- _Supplied material_
PR #1417, opened 2017-11-14
Improved the touch area of close button in full screen image view

mikeger:
# Issue

The close button is hard to click from the first attempt.

# Solution

Increase the size and the tap area of the button.

### DIFF
--- a/Wire-iOS/Sources/UserInterface/Collections/CollectionsView.swift
+++ b/Wire-iOS/Sources/UserInterface/Collections/CollectionsView.swift
@@ -89,7 +89,6 @@ import Cartography
         button.setIcon(.X, with: .tiny, for: .normal)
         button.frame = CGRect(x: 0, y: 0, width: 48, height: 32)
         button.accessibilityIdentifier = "close"
-        button.hitAreaPadding = CGSize(width: 16, height: 16)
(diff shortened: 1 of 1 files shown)


Wire-iOS/Sources/UserInterface/Collections/CollectionsView.swift
```diff
@@ -87,9 +87,10 @@ import Cartography
     public static func closeButton() -> IconButton {
         let button = IconButton.iconButtonDefault()
         button.setIcon(.X, with: .tiny, for: .normal)
-        button.frame = CGRect(x: 0, y: 0, width: 32, height: 20)
+        button.frame = CGRect(x: 0, y: 0, width: 48, height: 32)
         button.accessibilityIdentifier = "close"
-        button.imageEdgeInsets = UIEdgeInsets(top: 0, left: 0, bottom: 0, right: -16)
+        button.hitAreaPadding = CGSize(width: 16, height: 16)
```
typfel: icon buttons have a hit area padding of 20x20 by default.

typfel: So I wonder by the hit area wasn't big enough already? Usually it's because the button itself is inside another view which cancels the hit area padding.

- _What you need to do_
Nothing but the lines with "IconButton" should be returned, copied from the entries above.

- _Task result_
     public static func closeButton() -> IconButton {
         let button = IconButton.iconButtonDefault()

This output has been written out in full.